Lighting for garden steps is often achieved by means of decorative lighting techniques using spotlights or downlights of one sort or another mounted on adjacent structures, walls or trees. Where there is an absence of these lighting platforms, specific step lights need to be incorporated in the lighting design to fulfil this function, which has both practical and safety implications. Where there are flanking walls, use of discrete surface or recessed steplights or bricklights provides localised lighting. In the absence of walls, the choice is often between spreadlights (lights on a stick) and bollard lights (lights in a stick). Steplighting is a functional requirement rather than a lighting technique. Lighting for steps themselves is required for proper visibility and confidence in movement. Each tread should receive direct lighting, unshadowed by the riser above, from light sources shielded within the step light so the pedestrian is not blinded or distracted by glare above as he or she ascends the staircase. Steplighting is best provided by small lights set into or mounted on a flanking wall; they are often characterised by shields, grills, inset lamp housings or “eyelid” hoods that hide the light source from passing overhead view.

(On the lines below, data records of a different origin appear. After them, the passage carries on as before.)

PR #3221, opened 2020-02-05
Attempt to read ipv4-mapped ipv6 to ipv4 if possible

quentinlesceller:
A potential additional operation during read some maybe not the best idea.

### DIFF
--- a/p2p/src/types.rs
+++ b/p2p/src/types.rs
@@ -143,13 +143,15 @@ impl Readable for PeerAddr {
 			))))
 		} else {
 			let ip = try_iter_map_vec!(0..8, |_| reader.read_u16());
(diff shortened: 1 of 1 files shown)


quentinlesceller:
Only case that I have seen is 3. This PR do the job in that case.

antiochp:
So I think we also need similar logic when we compare ip addrs when looking to see if we are _already_ connected to a peer. 
We do this when accepting a connection (and maybe when trying to connect). If we are already connected then we want to identify the duplicate attempt and close the new connection. And I believe we do this based on a comparison of the ip address.

antiochp:
Related - #3208.

antiochp:
If we can get to point where we are confident this improves the overall situation regarding ipv4-mapped addresses on the network then we should aim to get this merged in for a potential `3.1.0` release.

A surface mounted step light is often used where recessing a garden light is difficult, expensive or impractical; it is usually confined to lighting across the treads of 2 or 3 steps. As these surface mount steplights are generally 12v and easily installed, they are often also used for other lighting jobs, such as lighting from under a seat or across a wall or step riser and lighting around the edge of patios. Hooded types such as PILOT conceal the light source from view
A recessed steplight is a light set into a wall or flanking structure and whose role is usually confined to lighting 2 or 3 steps. A rule of thumb is to first choose the group of 2 or 3 steps to be lit by each light, then draw a line across from the top of the tread of the upper step and upward from the front of the riser of the lowest step; the correct lighting position will be forward and above where these two lines meet if unshadowed lighting of both treads and risers is to be achieved. They are usually 12v units as MR16 halogen lamps have permitted development of compact sizes. Recessed steplights with eyelid hoods hide upward glare if you are walking alongside them, but don’t use recessed steplights facing the house, the conservatory or the patio even if you have kept the lamp wattage low (or used an led lamp) and incorporated a frosted lens to diffuse its appearance.
Smoothie range, named for the absence of visible fixings, includes models with plain rim and eyelid models. Where there are no flanking walls, then lights in risers may be the only alternative, in which case they should be shielded or not be so bright as to disorientate a person climbing the steps. Small recessed l.e.d lights such as Navigator Minor are one approach: The Navigator range includes Navigator Eye which combines an eyelid hood, a 1w led light source and a very compact size into one steplight design – this is ideal where the flanking wall or board at the side of the step is too low for conventional steplights, so “grazing” across each tread with a small fitting is one of the few options available.